Five experts were selected on the basis of their experience and educational background. Two of the experts were assistant professors in educational counseling. They conducted research on study habits, factors affecting classroom achievement and the impact of motivation on classroom achievement. The other two experts were PhD mathematics candidates with more than 10 years of teaching experience in high schools. The remaining expert was a master’s degree in measurement and evaluation with ample experience in teaching mathematics. First, definitions, conceptualizations, measurement procedures, and personality item writing principles were discussed with these experts, and selected reading materials were also shared.

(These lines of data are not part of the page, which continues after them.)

PR #688, opened 2026-06-11
fix(asr): splice long-form chunk merges on SentencePiece word boundaries

### LINKED ISSUE #683: Long-form chunk merge can glue words across window seams: LCS/midpoint merge never checks SentencePiece word boundaries (`▁` prefix)
### Summary

On long-form transcription (audio > ~15 s, the stateless `ChunkProcessor` path), the merged transcript intermittently glues the last word of one window to the first word of the next ("wordone wordtwo" → "wordonewordtwo"). We see this consistently with `parakeet-tdt-0.6b-v3-coreml` on Ukrainian dictation; frequency increases with utterance length. Present in 0.14.1 and still reproducible in 0.15.2 (the rewritten merge reduced but did not eliminate it).

### Mechanism

Tokens are SentencePiece pieces where a leading `▁` marks a word start. At a window seam the same audio is tokenized independently by both windows, and the two decoders frequently disagree on segmentation near the boundary (the right window often emits its first word WITHOUT the `▁` prefix, since for that decoder the word is utterance-initial or split differently).

`ChunkProcessor.mergeChunks` (Sources/FluidAudio/ASR/Parakeet/SlidingWindow/TDT/ChunkProcessor.swift, ~675) stitches `left` and `right` token streams via:

1. timestamp-matched pairs → `mergeUsingMatches` (~778), or
2. LCS fallback (`SequenceMatcher.findLongestCommonSubsequence`, ~746) → `mergeUsingMatches`, or
3. `mergeByMidpoint` (~822) when no matches exist.

None of the three paths validates that the splice point lands on a word boundary: when the merge switches from `left[...]` to `right[(lastRight + 1)...]` (or fills gaps with `gapRight`), the first token taken from `right` can be a continuation piece (no `▁`). Decoded text then concatenates it directly onto the last `left` word — a glued word with no space. `mergeByMidpoint`'s pure time-cutoff filter has the same blind spot.

### Reproduction

1. `parakeet-tdt-0.6b-v3-coreml`, default `ASRConfig` (also reproduces with `melChunkContext: false`).
2. Transcribe continuous speech > 15 s (so at least one window seam exists). Non-English (we use Ukrainian) makes it more frequent, but the mechanism is language-independent.
3. Inspect decoded text around the ~15 s / ~30 s marks: intermittently two words are concatenated without a space; occasionally a hybrid word appears (left's word tail + right's continuation pieces).

A targeted unit repro: feed `mergeUsingMatches` a `right` stream whose post-match tail starts with a non-`▁` token while `left`'s last kept token ends a different word — the merged sequence decodes to a glued word. (`mergeTokenWindowsForTesting` at ~376 makes this easy to drive.)

### Suggested direction

When splicing tokens from `right` (post-match tail in `mergeUsingMatches`, gap fills, and the `mergeByMidpoint` cutoff), verify the first appended `right` token is word-initial (`▁` prefix or punctuation); if not, shift the splice point left/right to the nearest word boundary, or prefer the side that keeps the word intact. This keeps the merge language-agnostic — it inspects only the tokenizer's own word-boundary marker, not text.

### Environment

- FluidAudio 0.15.2 (7f963cdc), also observed on 0.14.1
- macOS 15 / iOS 18+26, `parakeet-tdt-0.6b-v3-coreml`
- Integration: AsrManager.transcribe(samples, decoderState:, language:) with >15 s buffers

Alex-Wengg:
Fixes #683.

## Problem

`ChunkProcessor`'s window merge splices token streams purely by token IDs and timestamps. None of the three merge paths checks SentencePiece word boundaries, so a seam splice could decode:

- a **hybrid word** — left window's word prefix + right window's continuation pieces,
- a **glued word** — a continuation piece (no `▁` prefix) appended directly onto a completed word, or
- a **truncated word** — a raw time cutoff splitting a word.

## Fix

- `ChunkProcessor.spliceSafeTokenIds(vocabulary:)` derives the set of word-initial token IDs (`▁`/space-prefixed or punctuation-only pieces) from the model vocabulary, computed once per merge pass and threaded through `mergeChunks`.
- **`mergeUsingMatches` post-match tail**: when the splice lands mid-word (first tail token is a continuation piece), adopt the **right window's segmentation of the whole seam word** — the left chunk is typically the one whose audio was cut mid-word. Only when the right stream itself starts mid-word (no `▁` piece before the matched anchor — the construction that produces glued words) does the merge keep the left window's word and resume right at its next word-initial piece.
- **`mergeByMidpoint`**: extends the left stream to finish the word the time cutoff splits, and drops orphaned continuation pieces from the right stream's head.
- Without a vocabulary the merge is byte-for-byte unchanged.

Note on the issue's analysis: gap fills turned out to be structurally safe — splices between matches are always anchored at identical token IDs, so they stay stream-contiguous. Only the post-match tail and the midpoint cutoff can splice mid-word.

The issue's suggested repair (complete the seam word from the *left* window) was implemented first and rejected empirically: on FLEURS uk_ua it truncated 4 seam words (e.g. `Гренландією`→`Гренланді`, `воскресіння`→`воскресен`) because at a seam the left window is the one cut mid-word — the right window heard the word in full.

## Validation

- **1h earnings22 audio (~277 window seams)**: the only 3 word-level diffs vs baseline are organic seam-splice artifacts repaired by this change — `Patrict.`→`Patrick.` (seam 47), `outlocate`→`allocate` (seam 144), `automoti`→`automotive` (seam 274). Zero regressions.
- **FLEURS uk_ua, 200 samples**: WER 7.0% == baseline (CER 2.3%); the 28 files ≥ 15s (every one with a seam) are WER-neutral with no truncated or hybrid seam words.
- **FLEURS en_us, 200 samples**: WER 5.0% == baseline. RTFx unchanged (~140x).
- New unit tests cover the glue repro from the issue, the adopt-right-segmentation path, the right-cut-mid-word fallback, the midpoint path, piece classification, and unchanged legacy behavior without a vocabulary.

### DIFF
--- a/Documentation/ASR/LongTranscription.md
+++ b/Documentation/ASR/LongTranscription.md
@@ -213,7 +213,7 @@ Notes for tuning:
 After each chunk decodes independently, `ChunkProcessor.mergeChunks` stitches
 adjacent chunks into a single token timeline. The merger never re-runs the
 decoder and never invents tokens; it only chooses which side of the overlap
-each token comes from. The strategy is a three-step ladder:
+each token comes from. The strategy is a four-step ladder:
 
 1. **Disjoint shortcut.** If the left chunk's last token ends before the
    right chunk's first token begins, concatenate without merging.
@@ -234,6 +234,35 @@ cannot collapse two different words that happen to share a substring, and it
 is robust to small per-chunk timestamp jitter. The contiguous-match path
 preserves order strictly; LCS is only entered when adjacent chunks disagree
 enough that a contiguous run would be dishonest.
+
+### Word-Boundary Splice Repair
+
+Matching alone does not make the *splice points* safe: the two windows
+tokenize the same seam audio independently, and the right window often
+segments its first word differently (frequently without the SentencePiece
+`▁` word-start prefix, since for that decoder the word is utterance-initial).
+Splicing a continuation piece from the right stream directly after a left
+token decodes as a glued or hybrid word — `"work" + "ks"` → `"worksks"`
+(issue #683).
+
+To prevent this, `mergeChunks` derives a set of *splice-safe* token IDs from
+the model vocabulary once per merge pass: pieces with a `▁`/space prefix or
+punctuation-only pieces. Splices are then repaired at word granularity:
+
+- **`mergeUsingMatches`** — when the post-match tail of the right stream
+  starts with a continuation piece, the merger adopts the right window's
+  segmentation of the entire seam word (the left chunk is typically the one
+  cut mid-word). Only when the right stream itself begins mid-word — the
+  construction that produced glued words — does the left window keep the
+  seam word, with the right stream resuming at its next word-initial piece.
+- **`mergeByMidpoint`** — the time cutoff is adjusted so the left stream
+  finishes the word it started, and orphaned continuation pieces (whose
+  word-initial piece was trimmed away) are dropped from the right stream's
+  head.
+
+The repair inspects only the tokenizer's own word-boundary marker, never
+transcript text, so it is language-agnostic. Without a vocabulary the merge
+is byte-for-byte unchanged.
 
 ## Streaming Threshold for Large Files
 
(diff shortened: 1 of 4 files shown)


holovchenko:
Hello @Alex-Wengg. I've checked it in the Fork, and it dramatically better on Ukrainian. Thank you!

Following the above procedures, these experts rated the relevance, clarity and cultural appropriateness of each item, and they were given complete freedom to modify, correct and recommend improvements to each item.

With respect to item clarity, the experts tried to evaluate each item in terms of how easily the item was understood by students and how free it was from jargon and ambiguity. Once again, these experts rated each item’s relevance and cultural appropriateness on a similar number of response options as they did for item clarity. For all three parameters, clarity, relevance, and cultural appropriateness, the ratings had two options: “YES” for those items they agreed with and “NO” for those they disagreed with.

Items that did not receive acceptance by even one of the experts in any of the criteria were removed. In addition, on the basis of the information obtained from the experts, items in different categories were corrected, restated or deleted. The final set of items was subsequently approved for language translation.

After the necessary corrections were made to the final selected items, translation with contextualization from the original English version into Amharic was performed by two language experts; both are assistant professors of the Amharic language and literature. The translation and contextualization were performed independently, and discrepancies were resolved through consensus. In addition, to understand how this instrument is a valid tool for measuring students’ engagement, two carefully selected instruments measuring similar variables as the new tool were translated, pilot tested and made ready for final administration, which aimed to compute the concurrent validity. The first instrument consists of 15 items from the ‘Korean Basic Psychological Needs Scale-KBPNS’ (Lee and Kim, 2008; Kim et al., 2021), and the second consists of 24 items from the ‘Teacher as Social Context Questionnaire-Student Report-TASCQ-S’ (Skinner and Belmont, 1993). The full scale of KBNS has three factors, autonomy, competence, and relatedness, with five items under each factor. However, the full scale of the TASCQ-S again has three sub-constructs, autonomy support, structure, and involvement, with eight items under each factor.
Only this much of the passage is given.